Task details =>
Please state how many lines of the listing contain the word "runtime", giving the number by itself.

Provided records Block Start

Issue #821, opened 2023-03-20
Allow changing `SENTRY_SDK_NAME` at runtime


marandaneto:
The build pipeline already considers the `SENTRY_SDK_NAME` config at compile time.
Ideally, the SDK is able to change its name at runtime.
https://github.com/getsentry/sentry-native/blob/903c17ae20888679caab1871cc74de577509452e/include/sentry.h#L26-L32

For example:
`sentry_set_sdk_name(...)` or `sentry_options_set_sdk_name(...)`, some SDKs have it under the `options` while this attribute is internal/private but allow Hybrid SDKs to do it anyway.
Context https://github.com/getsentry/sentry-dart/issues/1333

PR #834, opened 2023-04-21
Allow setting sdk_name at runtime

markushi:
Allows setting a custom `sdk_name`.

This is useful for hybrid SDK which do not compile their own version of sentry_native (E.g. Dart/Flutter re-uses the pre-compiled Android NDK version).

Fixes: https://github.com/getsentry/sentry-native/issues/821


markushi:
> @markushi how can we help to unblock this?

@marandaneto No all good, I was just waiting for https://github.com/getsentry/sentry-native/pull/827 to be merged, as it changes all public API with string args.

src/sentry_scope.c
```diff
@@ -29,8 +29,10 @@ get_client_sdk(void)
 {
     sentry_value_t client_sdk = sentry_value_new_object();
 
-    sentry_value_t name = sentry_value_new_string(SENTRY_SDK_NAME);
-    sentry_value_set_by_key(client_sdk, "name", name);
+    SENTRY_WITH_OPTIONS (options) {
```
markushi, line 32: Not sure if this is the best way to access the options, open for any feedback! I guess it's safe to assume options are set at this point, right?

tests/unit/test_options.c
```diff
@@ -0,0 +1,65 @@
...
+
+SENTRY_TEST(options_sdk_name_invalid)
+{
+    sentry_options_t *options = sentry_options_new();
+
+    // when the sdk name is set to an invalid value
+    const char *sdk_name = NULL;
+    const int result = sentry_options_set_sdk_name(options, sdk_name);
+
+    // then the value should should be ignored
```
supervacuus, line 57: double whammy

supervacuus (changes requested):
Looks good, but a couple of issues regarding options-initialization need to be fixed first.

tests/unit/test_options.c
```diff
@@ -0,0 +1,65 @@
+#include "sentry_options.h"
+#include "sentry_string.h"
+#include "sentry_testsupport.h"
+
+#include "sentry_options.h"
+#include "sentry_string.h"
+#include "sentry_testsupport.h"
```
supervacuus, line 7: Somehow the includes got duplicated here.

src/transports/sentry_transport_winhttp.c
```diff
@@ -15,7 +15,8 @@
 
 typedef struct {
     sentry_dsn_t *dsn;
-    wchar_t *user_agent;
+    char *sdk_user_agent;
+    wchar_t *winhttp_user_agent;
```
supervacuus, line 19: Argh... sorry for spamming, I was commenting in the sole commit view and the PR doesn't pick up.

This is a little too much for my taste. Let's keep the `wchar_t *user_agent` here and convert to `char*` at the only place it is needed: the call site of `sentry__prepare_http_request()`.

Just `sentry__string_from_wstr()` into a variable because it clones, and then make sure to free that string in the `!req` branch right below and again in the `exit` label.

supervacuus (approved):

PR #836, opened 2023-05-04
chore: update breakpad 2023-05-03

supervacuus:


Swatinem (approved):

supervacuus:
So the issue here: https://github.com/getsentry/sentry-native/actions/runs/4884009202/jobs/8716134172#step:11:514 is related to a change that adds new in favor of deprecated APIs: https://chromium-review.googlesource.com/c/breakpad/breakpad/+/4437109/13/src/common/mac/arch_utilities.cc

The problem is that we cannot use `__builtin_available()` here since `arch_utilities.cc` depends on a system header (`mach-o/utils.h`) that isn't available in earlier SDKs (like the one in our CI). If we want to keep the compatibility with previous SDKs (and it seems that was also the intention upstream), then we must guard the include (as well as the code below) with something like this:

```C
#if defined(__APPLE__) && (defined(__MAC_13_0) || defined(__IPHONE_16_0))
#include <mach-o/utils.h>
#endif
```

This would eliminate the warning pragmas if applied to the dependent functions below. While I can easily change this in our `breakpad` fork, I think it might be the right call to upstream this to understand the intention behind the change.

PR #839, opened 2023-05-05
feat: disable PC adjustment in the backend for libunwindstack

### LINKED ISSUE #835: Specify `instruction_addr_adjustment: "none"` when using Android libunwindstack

Provided records Block End

Finished task =>
3